Augusto Sandonà in un suo testo (1935), riportando alla luce un carteggio tra Guglielmo Ranzi e lo stesso Carducci, ha evidenziato il coinvolgimento emotivo del poeta bolognese nella costruzione della statua trentina, tanto che il primo fu costretto a limitare i fervori del secondo per il rischio di una censura austriaca (Sandonà 1935). Del resto, gli ideali irredentisti del Carducci non sono mai stati un mistero. Monografie dell’epoca e saggi storiografici più recenti (Giuseppe Ranzi 1906; Lo Parco 1915; Vinciguerra 1957; Andreoli 2007) hanno contribuito, alcuni dei quali parafrasandone i versi, a delinearne l’ideale politico-risorgimentale.
Appare dunque evidente, da parte del Brentari e del suo periodico, che la descrizione del monumento sia stata principalmente un pretesto per invitare i “fratelli del Regno” non solamente a visitare il Trentino, ma a fare anche proprie le battaglie per quella che loro considerano la madre patria.
La statua di Dante in Trento e il ciclismo patriottico: il Trentino visto dalla Rivista Mensile del Touring Club Italiano
Per opposte vie – le une da oriente ad occidente e da nord a sud, le altre pur da oriente ad occidente, ma da sud a nord – forti schiere di ciclisti italiani si recarono in Agosto a visitare il Trentino, e fissarono quale loro meta il monumento di Dante a Trento. (Brentari 1901).
Queste parole, apparse nel 1901 nella Rivista Mensile del Touring Club Italiano, appaiono come la più significativa conferma di un turismo e di un luogo che, sebbene alternativi alle più celebri località termali o alpine, hanno suscitato nell’élite patriottica italiana. Questo è ciò che emerge dai resoconti delle gite organizzate in prevalenza dal Tci e che hanno visto come protagonista il Trentino e la statua del Sommo poeta.
Accertato il significato intrinseco all’associazionismo ciclistico giuliano (Pivato 1992, 181 ss.), nonché il simbolismo patriottico della pratica agonistica trentina interna alla regione (Antonelli, Tonezzer 2001; Tonezzer 2006), rimane da affrontare il valore allegorico delle tappe promosse da clubs del Regno verso Trento e dintorni, di cui l’editoria turistica è indiretta testimone.

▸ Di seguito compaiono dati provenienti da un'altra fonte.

PR #1741, opened 2022-02-20
fix(report): fix missing targets in HTML report template

### LINKED ISSUE #1556: HTML template missing target names for go, npm, python/pip, java pom.xml, config files
For many different types of files being scanned, the target names are not being reported in the HTML template, only the type of file.  This makes it impossible to know which file contains the vulnerabilities and/or misconfigurations that were found.

- The HTML title of the file is only for the first item scanned, all other items only list their type. It would be great if the title was set to directory, repo, or image that was scanned (.ArtifactName, .ArtifactType)
- Now that config entries are included with the vulnerabilities (which is awesome btw, thanks!), it's slightly confusing to see entries with "No vulnerabilities found" that are followed immediately by what looks like a vulnerability (but is actually a misconfiguration)
Trivy_HTML_report_confusing_mixed_findings

I happened to have a local clone of https://github.com/docker/awesome-compose  available, which is good for scanning because it contains files of multiple types (except golang).  I've attached the json output of the scan and the HTML output for comparison (for some reason GH doesn't support HTML or JSON file attachments....so I gzip'd them).  I attached trivy results of Trivy as well, since it contains golang examples plus lots of config files.

And here's some screenshots of the lack of Target name:
Trivy_HTML_report_AwesomeCompose
Trivy_HTML_report_trivy_itself

[awesome-compose.html.gz](https://github.com/aquasecurity/trivy/files/7834291/awesome-compose.html.gz)
[awesome-compose.json.gz](https://github.com/aquasecurity/trivy/files/7834292/awesome-compose.json.gz)
[trivy_results_of_trivy_itself.json.gz](https://github.com/aquasecurity/trivy/files/7834293/trivy_results_of_trivy_itself.json.gz)
[trivy_results_of_trivy_itself.html.gz](https://github.com/aquasecurity/trivy/files/7834294/trivy_results_of_trivy_itself.html.gz)

NOTE: These reports were generated with Trivy v0.22.0

jpinkham:
## Description
The HTML title of the file is now the current date and time. Previously it was named after the first item scanned.  All targets scanned are now explicitly listed with target type and target location.

Section headings have been added to clarify which items are vulnerabilities vs misconfigurations. 

Before:
Trivy_HTML_output_asof_v0 22 0

Trivy_HTML_report_confusing_mixed_findings

After:

Trivy_HTML_fixedreport_AwesomeCompose-3
Trivy_HTML_fixedreport_AwesomeCompose-2
Trivy_HTML_fixedreport_AwesomeCompose-1

## Related issues
- Close #1556


afdesk:
@jpinkham thanks for your contribution! it's really nice!

at first look I can see two moments:
1. integration tests are broken now.
2. there is a fatal error:
```sh
2022-02-28T02:17:05.529+0600	FATAL	unable to write results: failed to initialize template writer: error parsing template: template: output template:56: function "getCurrentTime" not defined
```

jpinkham:
@afdesk I'm struggling to get the test to work for the HTML template because I am not sure how to get a new golden image generated.  I'm using "now" instead of "getCurrentTime", so at least the fatal error is resolved.

I thought I saw somewhere in the code that the current time is being overwritten to a specific value (i assume to make sure that always matches to golden image?) but I've lost track of it.

I've tried to run trivy with 'fs' , pointing to testdata/fixtures/images/alpine-310.tar.gz, but it returns "OS is not detected":
`
trivy --debug fs --format template --template "@contrib/html.tpl" --output $HOME/alpine_testfixture_NEWHTML.html  ./integration/testdata/fixtures/images/alpine-310.tar.gz
`
Is there any documentation about creating tests/golden images, especially for reports?  I've spent several hours on this and still banging head against desk.

afdesk:
@jpinkham sorry! I missed your question. 
usually I set `update` flag to `true` and run the specific integration test:
https://github.com/aquasecurity/trivy/blob/453a1edfd26b496c263f4d32ec263068dfaa35a2/integration/integration_test.go#L25

**note** if this flag is true, you can update another golden files and it'll break tests.

afdesk:
Hi @jpinkham 
I had an idea for such changes - create a custom html plugin for `trivy`.
What do you think about it? thanks a lot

Quanto evidenziato da Nicola Porro (1995) – per il quale il valore insito nella pratica atletica diffusa nel XIX secolo sia sostituito, nell’epoca dei nazionalismi, da quella alpina e ciclistica – appare evidente nel bollettino mensile del sodalizio ciclistico milanese che concede ampio spazio ai resoconti delle numerose gite promosse nella regione alpina.

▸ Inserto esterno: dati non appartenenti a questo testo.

PR #1745, opened 2022-02-21
chore(deps): replace `satori` version and skipping examples folder 

afdesk:
## Description
`github.com/satori/go.uuid` was replaced to the latest version, because `github.com/satori/go.uuid@v1.2.0` contains CVE-2021-3538. **note**: this library uses only for tests.

Also `examples` folder was excluded from Scan Workflow.

## Checklist

### DIFF
--- a/go.mod
+++ b/go.mod
@@ -59,3 +59,5 @@ require (
 	gopkg.in/yaml.v3 v3.0.0-20210107192922-496545a6307b
 	k8s.io/utils v0.0.0-20201110183641-67b214c5f920
 )
+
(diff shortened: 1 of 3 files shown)


go.mod
```diff
@@ -59,3 +59,5 @@ require (
 	gopkg.in/yaml.v3 v3.0.0-20210107192922-496545a6307b
 	k8s.io/utils v0.0.0-20201110183641-67b214c5f920
 )
+
+replace github.com/satori/go.uuid v1.2.0 => github.com/satori/go.uuid v1.2.1-0.20181016170032-d91630c85102
```
knqyf263, line 63: Could you add a comment regarding the vulnerability we want to resolve? Also, it may be better to mention it is used only in tests.

knqyf263 (approved):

In realtà queste tappe appartengono a un più vasto quadro cerimoniale di eventi, commemorazioni di battaglie, inaugurazioni di monumenti e lapidi, intitolazioni di strade a personaggi e luoghi che rievocano i fasti del Risorgimento e che, toccando l’intera Penisola, fanno da sfondo a quelle pratiche che studi di carattere sociologico (Dumazedier 1978; Hoberman 1988) hanno considerato rispondenti a un rituale di massa.
In merito alle gite non si parla ancora né di quell’utilizzo politico dello sport tracciato da Johan Huizinga (1946), in cui il ludus è un intreccio di cultura e complesse regole formali da rispettare, né di concetto di sfida tipico di una gara dal carattere competitivo. Le escursioni del Touring sono organizzate spontaneamente e si differenziano per lo spirito che in questi anni contraddistingue le prime edizioni del Giro d’Italia, nato nel 1909 in emulazione al Tour francese e per iniziativa non di un club o federazione ciclistica, ma della già celebre testata giornalistica “Gazzetta dello Sport”. Quel richiamo agli ideali patriottico-risorgimentali, ripetutamente evidenziato da Giuseppe Vota (1954) nella sua relazione sull’attività dei primi cinquant’anni del Touring, sembra trovare nelle entusiastiche relazioni delle gite promosse su scala nazionale la sua massima espressione.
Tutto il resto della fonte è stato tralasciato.